**About this task**:
Please report each line of the data below that contains "netlify".

**Data for processing**:
PR #1465, opened 2021-04-08
Docs: convert ESLint docs to new format

christianvuerings:
Makes it possible to link to a specific rule: `/Eslint%20Plugin#gestaltno-box-marginleft-marginright`

## Test Plan

1. Go to https://gestalt.netlify.app/Eslint%20Plugin
2. Ensure everything looks good

### DIFF
--- a/docs/src/components/MainSectionSubsection.js
+++ b/docs/src/components/MainSectionSubsection.js
@@ -5,7 +5,6 @@ import slugify from 'slugify';
 import CopyLinkButton from './buttons/CopyLinkButton.js';
 import Markdown from './Markdown.js';
 import { copyToClipboard } from './Card.js';
-import { capitalizeFirstLetter } from './utils.js';
 
 type Props = {|
   children?: Node,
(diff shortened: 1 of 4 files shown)


docs/src/components/Markdown.css
```diff
@@ -11,11 +11,16 @@
 .Markdown code {
   background-color: var(--g-colorGray100);
   color: var(--g-colorGray300);
+  display: inline-block;
```
christianvuerings, line 14: @ayeshakmaz Fixes an issue where `padding` was only applied to the first line of code. The root cause was that `code` is an `inline` element by default.

## Before
image

## After
image

docs/src/components/MainSectionSubsection.js
```diff
@@ -32,7 +31,7 @@ const MainSectionSubsection = ({ children, columns = 1, description, title }: Pr
             data-anchor
           >
             <Flex alignItems="center" gap={2}>
-              <Heading size="sm">{capitalizeFirstLetter(title)}</Heading>
+              <Heading size="sm">{title}</Heading>
```
christianvuerings, line 34: @ayeshakmaz Instead of doing this `capitalizeFirstLetter`, I would recommend to fix the issues instead. 

In our case we want to show
```
gestalt/button-icon-restrictions
```

and not

```
Gestalt/button-icon-restrictions
```

as the heading

docs/src/components/Markdown.css
AlbertCarreras: Awesome

AlbertCarreras (approved):
Thanks! Looking good.

dangerismycat (approved):
This is great, thanks Christian!

PR #1471, opened 2021-04-14
Internal: use new JSX transform & remove unnecessary react imports

christianvuerings:
Context: https://reactjs.org/blog/2020/09/22/introducing-the-new-jsx-transform.html#removing-unused-react-imports

Fixes #1422 from @dangerismycat 

## Test Plan

* CI passes
* Docs still work: https://deploy-preview-1471--gestalt.netlify.app/


packages/gestalt-core/build.js
```diff
@@ -131,19 +132,35 @@ const plugins = (name) => [
...
+          : '@babel/plugin-transform-react-jsx',
+        {
+          runtime: 'automatic',
+          useBuiltIns: true,
+        },
+      ],
+    ],
     exclude: 'node_modules/**',
   }),
+  commonjs(),
```
christianvuerings, line 163: Needed for `react/jsx-runtime` which exports `jsx` on the module export.
Without it, the transformed import `import {jsx as _jsx} from 'react/jsx-runtime'` will fail.

babel.config.js
```diff
@@ -1,10 +1,15 @@
 // @flow strict
+
+const tranformPlugin /*: string */ =
```
christianvuerings, line 3: Uses flow comment types: https://flow.org/en/docs/types/comments/

We use babel to strip the flow types but don't use babel on the babel config file itself.

AlbertCarreras (approved):

PR #1474, opened 2021-04-20
Card: Fix RTL hover bug

AlbertCarreras:
Fixes https://jira.pinadmin.com/browse/BUG-124352

Before: 
image

After:
image


ayeshakmaz (approved):
Looks like you need to update flow types, but otherwise looks great!

packages/gestalt/src/Card.js
```diff
@@ -33,8 +33,7 @@ export default function Card(props: Props): Node {
   };
 
   const classes = classnames(styles.card, {
-    // If, like @chrislloyd, you can't remember Javascript equality rules,
```
dangerismycat, line 36: aw,  I think we should leave the snark 😂

PR #390, opened 2026-03-02
fix(coin_selection): `calculate_cs_result` returns the required UTXOs first

ValuedMammal:
### Description

Follow-up to #262 that addresses transaction input ordering when BnB finds a solution.
    
Previously `calculate_cs_result` produced a CoinSelectionResult by appending the required UTXOs onto the selected ones, which changed the expected order of transaction inputs.

`calculate_cs_result` now returns the required UTXOs before the newly selected ones. This behavior aligns with the expectation that the order of manually selected inputs should be preserved in the final transaction whenever `TxOrdering::Untouched` is specified.

For related discussion refer to https://github.com/bitcoindevkit/bdk_wallet/issues/244#issuecomment-2996583520.

### Changelog notice

Fixed

- wallet: Fixed order of selected UTXOs for `BranchAndBoundCoinSelection`, required UTXOs come first

#### All Submissions:

#### Bugfixes:

### DIFF
--- a/src/wallet/coin_selection.rs
+++ b/src/wallet/coin_selection.rs
@@ -704,16 +704,17 @@ impl CoinSelectionAlgorithm for SingleRandomDraw {
 }
 
 fn calculate_cs_result(
-    mut selected_utxos: Vec<OutputGroup>,
-    mut required_utxos: Vec<OutputGroup>,
+    selected_utxos: Vec<OutputGroup>,
+    required_utxos: Vec<OutputGroup>,
     excess: Excess,
 ) -> CoinSelectionResult {
-    selected_utxos.append(&mut required_utxos);
-    let fee_amount = selected_utxos.iter().map(|u| u.fee).sum();
-    let selected = selected_utxos
+    let mut selected = required_utxos;
+    selected.extend(selected_utxos);
+    let fee_amount = selected.iter().map(|u| u.fee).sum();
+    let selected = selected
         .into_iter()
-        .map(|u| u.weighted_utxo.utxo)
-        .collect::<Vec<_>>();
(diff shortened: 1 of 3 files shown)


Serious-Sam-Dev:
all test and clippy passed, i dont see any problem, ACK

110CodingP (approved):
ACK [`378cb24`](https://github.com/bitcoindevkit/bdk_wallet/pull/390/commits/378cb24231d9e781da76dfdbdc1a7dc594dd9f69)

Though unrelated to the PR I was wondering whether we should also have a test to check the following invariant in `add_utxos` ?
"If a UTXO is inserted multiple times, only the final insertion will take effect."

ValuedMammal:
> why you used .extend() instead of the previously used .append().

It seemed to match the style and ergonomics of the rest of the code base. I think either one is probably fine? Found a related discussion here https://github.com/rust-lang/rust-clippy/issues/4321#issuecomment-1701112204 and here https://users.rust-lang.org/t/pearl-extending-a-vec-via-append-or-extend/73456

KrishnaShuk:
ACK e020391c.

I reviewed the changes locally on a per-commit basis. I conceptually agree with preserving the integration of TxOrdering::Untouched by inserting required UTXOs before Branch and Bound selections. 
I also temporarily reverted the concatenation order locally and verified that the newly added bnb_success test failed as expected, proving the test suite properly covers the edge case. 

Great work.

110CodingP (approved):
ACK [`8a5e763`](https://github.com/bitcoindevkit/bdk_wallet/pull/390/commits/8a5e76309b54443c65d7a89aa36ab2fa9b8d3e3a).

Issue #234, opened 2025-05-19
Downgrade Support


TheBlueMatt:
For most enterprise deployments of software, the ability to roll back a change if things aren't working correctly during a deploy is a critical feature. It seems BDK's current wallet serialization logic doesn't provide this as a hard guarantee to downstream users. It would be nice if this were provided as an explicit supported feature.

notmandatory:
I agree we should support a downgrade policy but we should define more precisely what that means. 

Currently `bdk_wallet` and `bdk_chain` types that are persisted implement the `Merge: Default` trait. The docs for `Merge` could use improvement, currently says "Trait that makes an object mergeable."  In practice because this trait requires `Default` if a new version of persistence code loads old data nothing breaks because newly required data is defaulted. 

But the question here is what if a user downgrades to an old version of persistence code and tries to load and "Merge" data created with a newer version of the persistence code. In this case we need to guarantee the new persistence code didn't:
1. remove or rename struct fields or enum variants expected by the old code
2. change how a field or variant is used in a way that would break old code 
3. add new data that can't be ignored by the old code

I don't know a way to enforce the above as we do with `Default` for forward compatibility. But here's what I think we can do:

- [ ] Document somewhere that all persisted data must support the `Merge` trait
- [ ] Document for `Merge` that new fields and enum variants must not be removed between minor/patch versions
- [ ] Document a process to deprecate and then remove/rename fields/variants in future major versions
- [ ] Add CI process to verify data created with the prior release version can be loaded with a new version
- [ ] Add CI process to verify data created with new version can be loaded with the prior release version

For the deprecate policy I'm thinking we only support roll back for deprecated fields/variants for one major release before removing rollback support for it. This would mean users can upgrade or downgrade between say 1.x and 2.x, but not 1.x and 3.x. Would that be sufficient downgrade support?

PR #391, opened 2026-03-02
docs(changeset): Add section on version compatibility

ValuedMammal:
### Description

Partially addresses #234 by improving the documentation of `ChangeSet` by adding a version compatibility policy, clarifying what upgrade/downgrade paths are supported and how breaking changes should be handled. It also adds the `#[serde(default)]` attribute to `locked_outpoints` which is a newly added field in 3.0.

In summary the policy says:

- Changes to the `ChangeSet` data structure will correspond to a major version bump.
- Version N can read/deserialize data written by N-1, i.e., one major version back, but this guarantee doesn't extend to version N-2 or earlier.
- New fields introduced in version N must implement `Default` so that when deserializing, any missing fields are filled in with the default.
- Version N-1 can deserialize version N data by ignoring unknown fields, with the caveat that not all features from version N will be available.
- Outline a 3-version deprecation cycle

### Changelog notice

Changed

- Added `#[serde(default)]` to `ChangeSet::locked_outpoints`

#### All Submissions:

### DIFF
--- a/src/wallet/changeset.rs
+++ b/src/wallet/changeset.rs
@@ -76,12 +76,42 @@ type IndexedTxGraphChangeSet =
 ///
 /// Existing fields may be extended in the future with additional sub-fields. New top-level fields
 /// are likely to be added as new features and core components are implemented. Existing fields may
-/// be removed in future versions of the library.
+/// be removed in future versions of the library following the deprecation policy below.
 ///
-/// The authors reserve the right to make breaking changes to the [`ChangeSet`] structure in
-/// a major version release. API changes affecting the types of data persisted will display
-/// prominently in the release notes. Users are advised to look for such changes and update their
-/// application accordingly.
+/// ## Version Compatibility
+///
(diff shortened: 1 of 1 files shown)


src/wallet/changeset.rs
```diff
@@ -76,12 +76,42 @@ type IndexedTxGraphChangeSet =
...
+/// be removed in future versions of the library following the deprecation policy below.
 ///
-/// The authors reserve the right to make breaking changes to the [`ChangeSet`] structure in
-/// a major version release. API changes affecting the types of data persisted will display
-/// prominently in the release notes. Users are advised to look for such changes and update their
-/// application accordingly.
+/// ## Version Compatibility
+///
+/// Any change to the [`ChangeSet`] data structure MUST correlate with a major version bump per
+/// [Semantic Versioning](https://semver.org/). We guarantee that version N can read and
```
oleonardolima: nit: maybe it's a good idea to also refer to: https://doc.rust-lang.org/cargo/reference/semver.html (not a blocker though).

PR #392, opened 2026-03-03
fix(tx_builder)!: Remove `include_output_redeem_witness_script`

### LINKED ISSUE #236: Deprecate method `TxBuilder::include_output_redeem_witness_script`
As far as I can tell there is no dedicated logic for handling this TxBuilder option. I guess it may have been made obsolete somewhere along the way.

Dmenec:
### Description

Closes #236

Removes `TxBuilder::include_output_redeem_witness_script` as it currently has no effect.

Originally, this method controlled an explicit block in the transaction creation pipeline that derived the descriptor and populated `psbt::Output::witness_script` and `psbt::Output::redeem_script` for outputs requiring it (e.g. `sh(wsh(...))`). That logic was guarded behind this flag, making it opt-in.

At some point during refactoring, this responsibility was delegated to miniscript.

#### New Features:

* [x] I've added a test to verify that the redeem and witness scritps are still being populated even when the flag is not used. 

#### Workflow:

* [x] Traced all references to `include_output_redeem_witness_script` in the codebase.
* [x] Checked if the existing test `test_include_output_redeem_witness_script` passes with or without calling the method, since the scripts are populated automatically
* [x] Found the original commit that introduced the method, which showed the conditional block that no longer exists in the current code

#### All Submissions:

* [x] I ran `just fmt`, `just check` and `just test` before pushing

### Note on deprecation policy
The contribution guidelines recommend [deprecating APIs before removal](https://github.com/bitcoindevkit/bdk_wallet/blob/master/CONTRIBUTING.md#deprecation-policy). However, given the proximity of the `Wallet 3.0.0` release, it might be reasonable to include this change in that milestone. 

In any case I'll be happy to adjust it if the maintainers prefer following the standard deprectation flow.

### DIFF
--- a/src/wallet/tx_builder.rs
+++ b/src/wallet/tx_builder.rs
@@ -137,7 +137,6 @@ pub(crate) struct TxParams {
     pub(crate) change_policy: ChangeSpendPolicy,
     pub(crate) only_witness_utxo: bool,
     pub(crate) add_global_xpubs: bool,
-    pub(crate) include_output_redeem_witness_script: bool,
     pub(crate) bumping_fee: Option<PreviousFee>,
     pub(crate) current_height: Option<absolute::LockTime>,
     pub(crate) allow_dust: bool,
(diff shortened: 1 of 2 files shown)


ValuedMammal (approved):
ACK 8ca39a79a9f9e263787ba52c852a62d1fdade68c

nymius (approved):
ACK 8ca39a79a9f9e263787ba52c852a62d1fdade68c

As per #236, the logic to handle this option doesn't exist (a no-op), we can skip the deprecation flag this time.

luisschwab (approved):
ACK 8ca39a79a9f9e263787ba52c852a62d1fdade68c

PR #423, opened 2026-03-28
fix(wallet)!: fail early for unregistered foreign prevouts in add_foreign_utxo

### LINKED ISSUE #345: Inform wallet about foreign transactions/txouts before using them to fund new transactions
**Description**

> This is a follow up of #337 and #325 

`TxBuilder::add_foreign_utxo` allows the construction of transactions with UTXOs not belonging  to the wallet.
Trying to RBF those transactions up to #337 failed.
#337 is relying on the manual addition of the UTXOs to the transaction graph.
The wallet is not going to list them them as `LocalUtxos` because the `KeychainTxOutIndex` filters out any outpoint not related to a script pubkey produced by the `KeyChain`.

Something that may be needed though in `Wallet` is a method to insert transactions, as the only available now is `insert_txout` but for non segwit foreign UTXOs the full transaction will be needed at the moment of building the tx RBF.

To address the original issue from the perspective of `TxBuilder`, I had three options so far:
1. Calling `Wallet.insert_txout` from `TxBuilder.add_foreign_utxo` to make this less manual, but I think is going to make the API much more entangled to what I would like.
2. Document the workflow rather than embedding the logic into `TxBuilder`.
3. Add a method to list non local UTXOs to wallet or tx graph and error in `TxBuilder.add_foreign_utxo` if the UTXO is not listed there, forcing the TxBuilder API user to call `Wallet.insert_transaction` or `Wallet.insert_txout` before calling `TxBuilder.add_foreign_utxo`.

I think the third one is preferable, but I'm writing this issue to gather feedback and see if there are any concerns I"m overlooking.

noahjoeris:
### Description

This PR makes `TxBuilder::add_foreign_utxo` fail early when the txout/tx required by the PSBT input has not been inserted into the wallet.

- use `Wallet::insert_txout` for `witness_utxo` inputs
- use `Wallet::insert_tx` for `non_witness_utxo` inputs

This avoids building transactions that later fail during fee bumping because the wallet cannot reconstruct the required PSBT input metadata from its tx graph.

This PR also adds `Wallet::insert_tx`, introduces new registration errors in `add_foreign_utxo`, and updates the tests.

Fixes #345

### Notes to the reviewers
- The main issue here is fee bumping for transactions funded with foreign inputs. `build_fee_bump` reconstructs PSBT input metadata from the wallet tx graph. That works if the required foreign data is already in the graph, but it can fail for foreign inputs when the wallet was not informed about the parent transaction or txout ahead of time.

- This is relevant for foreign inputs that rely on `non_witness_utxo`, where the full parent transaction must be available. `insert_txout` alone is not enough in that case, which is why this PR adds `Wallet::insert_tx`.

- I chose to make `add_foreign_utxo` fail early if the transaction or txout has not been inserted into the wallet. This follows the direction discussed in #345.

- This is my first PR to the codebase 🔥 I’d appreciate any feedback on the approach and I’m happy to make follow-up changes.

### Changelog notice

`TxBuilder::add_foreign_utxo` now fails early if the transaction or txout required by the provided PSBT input has not already been inserted into the wallet. Use `Wallet::insert_txout` for `witness_utxo` inputs and `Wallet::insert_tx` for `non_witness_utxo` inputs.

#### All Submissions:

#### Bugfixes:

### DIFF
--- a/src/wallet/tx_builder.rs
+++ b/src/wallet/tx_builder.rs
@@ -366,9 +366,12 @@ impl<'a, Cs> TxBuilder<'a, Cs> {
     ///
     /// This is an **EXPERIMENTAL** feature, API and other major changes are expected.
     ///
-    /// In order to use [`Wallet::calculate_fee`] or [`Wallet::calculate_fee_rate`] for a
-    /// transaction created with foreign UTXO(s) you must manually insert the corresponding
-    /// TxOut(s) into the tx graph using the [`Wallet::insert_txout`] function.
+    /// Before calling this method, you must preregister the foreign prev data in the wallet tx
+    /// graph. Use [`Wallet::insert_txout`] if `psbt_input` only provides a `witness_utxo`, or
+    /// [`Wallet::insert_tx`] if it provides a `non_witness_utxo`.
+    ///
+    /// This preregistration is also what allows [`Wallet::calculate_fee`] or
+    /// [`Wallet::calculate_fee_rate`] to work for transactions created with foreign UTXO(s).
     ///
     /// # Errors
     ///
@@ -376,6 +379,7 @@ impl<'a, Cs> TxBuilder<'a, Cs> {
     ///
     /// 1. The `psbt_input` does not contain a `witness_utxo` or `non_witness_utxo`.
     /// 2. The data in `non_witness_utxo` does not match what is in `outpoint`.
+    /// 3. The wallet tx graph does not already contain the prev data required by `psbt_input`.
     ///
     /// Note unless you set [`only_witness_utxo`] any non-taproot `psbt_input` you pass to this
     /// method must have `non_witness_utxo` set otherwise you will get an error when [`finish`]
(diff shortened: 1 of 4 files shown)


tests/add_foreign_utxo.rs
```diff
@@ -93,9 +93,11 @@ fn test_add_foreign_utxo_invalid_psbt_input() {
         .unwrap();
 
     let mut builder = wallet.build_tx();
-    let result =
-        builder.add_foreign_utxo(outpoint, psbt::Input::default(), foreign_utxo_satisfaction);
-    assert!(matches!(result, Err(AddForeignUtxoError::MissingUtxo)));
+    let err = builder
+        .add_foreign_utxo(outpoint, psbt::Input::default(), foreign_utxo_satisfaction)
+        .unwrap_err();
+    assert!(!err.to_string().is_empty());
```
sdmg15, line 99: I'd be in favor of keeping the diff minimal and just add the line 
`assert!(!result.as_ref().unwrap_err().to_string().is_empty());`

tests/add_foreign_utxo.rs
```diff
@@ -112,16 +114,19 @@ fn test_add_foreign_utxo_requires_inserted_txout() {
...
+                utxo.outpoint,
+                psbt::Input {
+                    witness_utxo: Some(utxo.txout.clone()),
+                    ..Default::default()
+                },
+                foreign_utxo_satisfaction,
+            )
+            .unwrap_err();
+        assert!(!err.to_string().is_empty());
         assert!(
```
sdmg15, line 128: Same here we could keep the diff minimal.

sdmg15 (commented):
I've done a first round of review and haven't noticed any major issues. Left few comments on commit https://github.com/bitcoindevkit/bdk_wallet/pull/423/changes/ced965e316a3452a6f6d6f4494726817a362a21a

The third point in the associated issue, suggests adding Add a method to list non local UTXOs. I haven't seen that here.

src/wallet/tx_builder.rs
```diff
@@ -407,25 +411,32 @@ impl<'a, Cs> TxBuilder<'a, Cs> {
...
+                    input_txid: tx.compute_txid(),
+                    foreign_utxo: outpoint,
+                });
+            }
+            if tx.output.len() <= outpoint.vout as usize {
+                return Err(AddForeignUtxoError::InvalidOutpoint(outpoint));
             }
         }
 
+        if psbt_input.non_witness_utxo.is_some() {
```
nymius: We are already checking `psbt_input.non_witness_utxo` is some above. What's the reason to split the conditional?

noahjoeris: The rebase fixed it

PR #427, opened 2026-04-01
feat(wallet): add configurable min_output_value filter

### LINKED ISSUE #375: Add a global dust filter setting, idealy configurable amount
Add a configurable dust threshold to Wallet that filters outputs below a specified satoshi value from balance calculations, sent_and_received(), and UTXO iteration methods.

  Currently, to exclude dust outputs (e.g., < 1000 sats) from wallet operations, users must:
  1. Manually iterate list_unspent() and filter by value
  2. Reimplement BDK's internal logic for categorizing UTXOs into confirmed, trusted_pending, untrusted_pending, and immature
  3. Manually calculate sent_and_received() by iterating transaction inputs/outputs and looking up previous outputs

  This is error-prone and requires duplicating internal BDK logic that may change between versions.

  Proposed API

  // Option 1: Builder pattern
  let wallet = Wallet::builder()
      .descriptor(descriptor)
      .change_descriptor(change_descriptor)
      .dust_threshold(Amount::from_sat(1000))
      .network(Network::Bitcoin)
      .build()?;

  // Option 2: Runtime configuration
  wallet.set_dust_threshold(Some(Amount::from_sat(1000)));

  // These would now respect the threshold:
  let balance = wallet.balance();  // Excludes UTXOs < 1000 sats
  let (sent, received) = wallet.sent_and_received(&tx);  // Excludes dust outputs
  let utxos = wallet.list_unspent();  // Excludes dust UTXOs

  Use case

  We operate a multi-sig custody platform where dust outputs create operational overhead:
  - Users see confusing small amounts in their balance
  - Transaction history shows spam/dust attack outputs
  - Consolidating dust costs more in fees than the outputs are worth
  - Affects user privacy by triggering the common ownership heuristic

  We need consistent dust filtering across all wallet operations. Currently we're forced to bypass wallet.balance() and sent_and_received() entirely, manually reimplementing the UTXO categorization logic.

  Impact
  - Nice-to-have / UX improvement
  - Developer experience / maintainability

  Are you using BDK in a production project?
  - Yes

  Which backend(s) are relevant (if any)?
  - Electrum
  - Esplora
  - Bitcoin Core RPC

  Project or organization (optional)

  AnchorWatch - Bitcoin custody platform

  Additional context

  The 546 sat dust limit is a relay policy, but many applications want higher thresholds (1000+ sats) for UX reasons. A configurable threshold at the wallet level would be more ergonomic than forcing every consumer
  to reimplement filtering logic.

noahjoeris:
### Description

Adds a runtime-only `min_output_value: Option<Amount>` setting to `Wallet` for dust/spam filtering. It filters wallet-visible spendable value in `balance`, `list_unspent`, and automatic coin selection without changing accounting functions.

Closes #375

### Notes to the reviewers

- Named `min_output_value` rather than `dust_threshold` to avoid confusion with the existing coin selection `dust_threshold` and Bitcoin's relay dust policy.
- Not persisted; treated as a runtime filter applied on top of stored wallet state. It can be provided when creating/loading via `CreateParams::min_output_value()` / `LoadParams::min_output_value()`, or changed at runtime via `Wallet::set_min_output_value()`.
- Filtering is applied in `bdk_wallet`, not pushed down into `bdk_chain`.

### Changelog notice

- Added runtime `min_output_value` support to `Wallet`, `CreateParams`, and `LoadParams`
- `balance`, `list_unspent`, and coin selection now honor `min_output_value`

#### All Submissions:

#### New Features:

### DIFF
--- a/src/wallet/mod.rs
+++ b/src/wallet/mod.rs
@@ -117,6 +117,7 @@ pub struct Wallet {
     network: Network,
     secp: SecpCtx,
     locked_outpoints: HashSet<OutPoint>,
+    min_output_value: Option<Amount>,
 }
 
 /// An update to [`Wallet`].
@@ -374,6 +375,7 @@ impl Wallet {
             stage,
             secp,
             locked_outpoints,
+            min_output_value: params.min_output_value,
         })
     }
 
@@ -581,12 +583,23 @@ impl Wallet {
             network,
             secp,
             locked_outpoints,
+            min_output_value: params.min_output_value,
         }))
     }
 
     /// Get the [`Network`] the wallet is using.
     pub fn network(&self) -> Network {
         self.network
+    }
+
+    /// Get the minimum output value, if set.
+    pub fn min_output_value(&self) -> Option<Amount> {
+        self.min_output_value
+    }
+
+    /// Set or clear the minimum output value.
+    pub fn set_min_output_value(&mut self, min_output_value: Option<Amount>) {
+        self.min_output_value = min_output_value;
     }
 
     /// Iterator over all keychains in this wallet
@@ -777,7 +790,11 @@ impl Wallet {
     }
 
     /// Return the list of unspent outputs of this wallet
+    ///
+    /// If [`min_output_value`](Wallet::min_output_value) is set, outputs with a value below
+    /// that threshold are excluded.
     pub fn list_unspent(&self) -> impl Iterator<Item = LocalOutput> + '_ {
+        let min_value = self.min_output_value;
         self.tx_graph
             .graph()
             .filter_chain_unspents(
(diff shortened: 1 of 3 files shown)


Dmenec:
Concept ACK. Related with the `sent_and_received` / `net_value` approach, why apply `min_output_value` to transaction accounting methods? A tx already broadcast moved exactly what it moved on-chain. I'd expect the threshold to act as an operational filter for UTXO management, but not change how historical transactions are reported. Maybe I'm ignoring some use case...

Also, #431 rewrites `balance()` for trusted/untrusted pending classification, worth a look as both touch the same function.

noahjoeris:
Yes agree, thanks. I think I included it because #375 asked for it too. Bit weird in hindsight and can cause inconsistencies. So the key parts to filter are `list_unspent`, `balance`, and coin selection. I updated in latest push.
Will rebase once your PR lands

**Solution below**:
1. Go to https://gestalt.netlify.app/Eslint%20Plugin
* Docs still work: https://deploy-preview-1471--gestalt.netlify.app/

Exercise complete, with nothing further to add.